Iwas born in Guatemala City on a Friday in
March 1984 — the oldest of three. Before my first birthday, my parents
had picked up the small life we’d started and moved it across the Pacific
to Hawaii. The house in those photographs is full of warm light and people
I’m too young to remember.
My father was from Conegliano, the prosecco country an hour north of
Venice. He was an entrepreneur, and he carried the Veneto with him in
everything he cooked and almost everything he said. My mother is a Guatemalan
lawyer, with the precision the role implies. Together they made a household
that moved often and read constantly.
Between Oahu and adolescence the family moved through Los Angeles, San
Francisco, and back to Guatemala City. Later, on my own, I added the Italian
half of the story — Certaldo first, then Bologna,
Ferrara, and finally Milan. Eight addresses, three countries,
three time zones, a steady soundtrack of code-switching between Italian,
Spanish, and English. I like it that way.

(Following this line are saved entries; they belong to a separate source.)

PR #858, opened 2023-06-24
Only accept finalized blocks on L1

### LINKED ISSUE #826: Handle L1 reorgs
Right now we just store L1 updates in the database. Now that the `blockchain.Blockchain` can revert, we should handle L1 reorgs.

joshklop:
Resolves #826 

Depends on #860


l1/l1.go
```diff
@@ -75,101 +62,86 @@ func (c *Client) checkChainID(ctx context.Context) error {
...
+			if err != nil {
+				c.log.Warnw("Failed to fetch finalised and latest L1 block numbers", "err", err)
+				continue
+			}
 
-			subHeaders, err = c.subscribeToHeaders(ctx, headerChan)
+			if c.finalisedHeight > finalisedL1BlockNumber {
+				// TODO how should we handle such catastrophic events?
+				return errReorgFinalisedBlock
+			}
```
omerfirmak, line 90: This could happen when using a RPC provider. Since RPC providers run multiple nodes and put them behind a load balancer, our requests could be handled by different nodes. So getting a new finalized height that is lower than our c.finalisedHeight is not necessarily a catastrophic failure, it might just be that one of the nodes behind the load balancer could be a bit behind.

So I think we should simply ignore it instead of shutting the service down.

l1/l1.go
```diff
@@ -75,101 +62,86 @@ func (c *Client) checkChainID(ctx context.Context) error {
...
-					c.log.Warnw("L1 update subscription failed, resubscribing", "error", err)
-					subUpdates.Unsubscribe()
-
-					subUpdates, err = c.subscribeToUpdates(ctx, logStateUpdateChan)
-					if err != nil {
-						return err
+			c.log.Debugw("Retrieved L1 head", "latestL1", latestL1BlockNumber, "finalisedL1",
+				finalisedL1BlockNumber, "l2BlockNumber", head.BlockNumber)
+
+			c.finalisedQueue[latestL1BlockNumber] = head
```
omerfirmak, line 102: isnt this `non-finalisedQueue` ? Confused me a little.

l1/l1.go
```diff
@@ -75,101 +62,86 @@ func (c *Client) checkChainID(ctx context.Context) error {
...
+			var maxFinalisedNumber uint64
+			for l1BlockNumber := range c.finalisedQueue {
+				if l1BlockNumber > latestL1BlockNumber {
+					// Ethereum block was reorged. Remove l1Head from queue.
+					delete(c.finalisedQueue, l1BlockNumber)
```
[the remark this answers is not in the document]
omerfirmak: What we should do is, store `latestL1BlockHash` together with the head here; 

`c.finalisedQueue[latestL1BlockNumber] = head`

and make sure that `latestL1BlockHash` is still a part of the canonical chain.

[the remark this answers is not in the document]
omerfirmak: Honestly, I believe the event subscription approach handles this better. Instead of `latest - confirmationPeriod` we would just check the events we have in the queue against the most recent `finalisedL1BlockNumber`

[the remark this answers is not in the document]
joshklop: Good point. I'll add tests for this.

To fix, I think I'll use [`eth_newBlockFilter`](https://docs.infura.io/networks/ethereum/json-rpc-methods/filter-methods/eth_newblockfilter) + [`eth_getFilterChanges`](https://docs.infura.io/networks/ethereum/json-rpc-methods/filter-methods/eth_getfilterchanges) to maintain a slice of block hashes from the finalized block to the latest block. i.e., we keep track of the fork the Ethereum node is on.

l1/l1.go
joshklop: Much better name. Fixed.

l1/ethereum.go
```diff
@@ -0,0 +1,210 @@
...
+			Result: &stateRootString,
+		},
+	}
+	if err := e.batchCallContext(ctx, batch); err != nil {
+		return nil, err
+	}
+
+	// We use slice[2:] to remove the `0x` prefix.
+
+	blockNumber, err := strconv.ParseUint(blockNumberString[2:], felt.Base16, 64)
```
kirugan, line 161: let's use explicitly `strings.TrimPrefix(...)` for blockNumber

l1/ethereum.go
```diff
@@ -0,0 +1,210 @@
...
+}
+
+// ChainID implements part of the L1 interface.
+func (e *Ethereum) ChainID(ctx context.Context) (*big.Int, error) {
+	var result string
+	err := e.client.CallContext(ctx, &result, "eth_chainId")
+	if err != nil {
+		return nil, err
+	}
+	resultNoPrefix := result[2:] // Remove `0x` prefix.
```
kirugan, line 204: same for `TrimPrefix(...)` it's more explicit and has same number of allocations/copying

l1/l1.go
```diff
@@ -75,101 +62,86 @@ func (c *Client) checkChainID(ctx context.Context) error {
...
-			subHeaders.Unsubscribe()
+		case <-ticker.C:
+			latestL1BlockNumber, finalisedL1BlockNumber, latestL1BlockHash, err := c.l1.LatestAndFinalisedHeights(ctx)
+			if err != nil {
+				c.log.Warnw("Failed to fetch finalised and latest L1 block numbers", "err", err)
+				continue
+			}
 
-			subHeaders, err = c.subscribeToHeaders(ctx, headerChan)
+			if c.finalisedHeight > finalisedL1BlockNumber {
```
IronGauntlets, line 87: How is this possible?

l1/l1.go
```diff
@@ -75,101 +62,86 @@ func (c *Client) checkChainID(ctx context.Context) error {
...
+
+			c.nonFinalisedQueue[latestL1BlockNumber] = head
+			var maxFinalisedNumber uint64
+			for l1BlockNumber := range c.nonFinalisedQueue {
+				if l1BlockNumber > latestL1BlockNumber {
+					// Ethereum block was reorged. Remove l1Head from queue.
+					delete(c.nonFinalisedQueue, l1BlockNumber)
+				} else if l1BlockNumber <= finalisedL1BlockNumber && l1BlockNumber >= maxFinalisedNumber {
+					if l1BlockNumber >= maxFinalisedNumber {
+						maxFinalisedNumber = l1BlockNumber
```
IronGauntlets, line 110:
```suggestion
				} else if l1BlockNumber <= finalisedL1BlockNumber && l1BlockNumber >= maxFinalisedNumber {
						maxFinalisedNumber = l1BlockNumber
```

Same condidtion was tested twice, once in and and again as if statement

l1/l1.go
```diff
@@ -75,101 +62,86 @@ func (c *Client) checkChainID(ctx context.Context) error {
...
-					} else {
-						c.confirmationQueue.Enqueue(logStateUpdate)
-					}
-				default:
-					break Outer
 				}
 			}
 
-			if err := c.setL1Height(l1Height); err != nil {
+			maxFinalisedHead := c.nonFinalisedQueue[maxFinalisedNumber]
```
IronGauntlets, line 115: I think it is better to use `x, ok := someMap[someKey]`, where ok is either `true` or `false` depending on whether `someKey` exists or not.

l1/l1.go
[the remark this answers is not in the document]
joshklop: You were right, the event subscriptions are the way to go. Updated.

l1/l1.go
joshklop: Thanks, fixed.

l1/l1.go
joshklop: Thanks. Changed code to use event subscription, these lines are no longer present.

l1/l1.go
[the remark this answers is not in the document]
IronGauntlets: > In practice ethereum nodes never rollback. They just switch to a better fork with atleast the same amount of blocks they have locally, so latestL1BlockNumber will always monotonically increase.

As far as I understand the above is not true because reorg logic is not "longest chain" rather it is the "heaviest chain". Therefore, it is entirely possible for an ethereum to switch to a chain with a lower height but it is "heavier" than a "longer" chain. For `ethash`, the reorg logic would take previous blocks + uncle/omner blocks into account to decide the chain to build on. I assume this was kept for the DAG part of Casper consensus mechanism.

l1/mocks/mock_subscriber.go
IronGauntlets, line 1: Shouldn't this be under `juno/mock` dir?

joshklop: I put it under `l1` since it isn't needed outside the `l1` package. I can move it, but it will increase the diff.

l1/eth_subscriber.go
```diff
@@ -46,6 +58,31 @@ func (s *EthSubscriber) ChainID(ctx context.Context) (*big.Int, error) {
 	return s.ethClient.ChainID(ctx)
 }
 
+func (s *EthSubscriber) FinalisedHeight(ctx context.Context) (uint64, error) {
+	finalisedBlock := make(map[string]any, 0)
+	if err := s.client.CallContext(ctx, &finalisedBlock, "eth_getBlockByNumber", "latest", false); err != nil {
```
IronGauntlets, line 63: Shouldn't this be `finalized`?

joshklop: Yes, nice catch, thanks!

l1/mocks/mock_subscriber.go
IronGauntlets: I think a single place for all the mocks is best

l1/l1.go
```diff
@@ -78,98 +77,127 @@ func (c *Client) checkChainID(ctx context.Context) error {
...
 						"blockHash", logStateUpdate.BlockHash.Text(felt.Base16))
+
 					if logStateUpdate.Raw.Removed {
-						// NOTE: we only modify the local confirmationQueue upon receiving reorged logs.
-						// We assume new logs will soon follow, so we don't notify the l2Chain.
-						c.confirmationQueue.Reorg(logStateUpdate.Raw.BlockNumber)
+						for l1BlockNumber := range c.nonFinalisedLogs {
+							if l1BlockNumber <= logStateUpdate.Raw.BlockNumber {
+								delete(c.nonFinalisedLogs, l1BlockNumber)
+							}
```
IronGauntlets, line 139:
```suggestion
							if l1BlockNumber > logStateUpdate.Raw.BlockNumber {
								delete(c.nonFinalisedLogs, l1BlockNumber)
							}
```

Shouldn't it be the above? I don't exactly understand why we would want to delete blocks lower than the current height? We should delete it and anything above, right?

I studied business administration. The actual dream, briefly, was to fly for
Pan Am — the airline disappeared before I was
old enough to apply, so I went into technology, the other field where you spend
your life thinking about routes, constraints, and the cost of getting from A to
B at scale.
By temperament I’m an introvert. In the work, that translates: I listen
more than I talk, prepare more than I improvise, and take a question home
overnight rather than give a half-formed answer on the spot. The customers I do
my best work with eventually realize I’ve been quietly tracking everything
they said three meetings ago. At the center of all of it is the family —
the fixed point around which everything else gets arranged. I’m an uncle,
a father, and a husband.
Off the clock, two threads have been with me longest. Music —
classical when I’m thinking, jazz when I’m listening, reggae when I
want to stop doing either. Range matters more to me than genre. And
bikes — motocross and enduro through my teens, the kind of
riding that teaches you to commit to a line and trust your weight.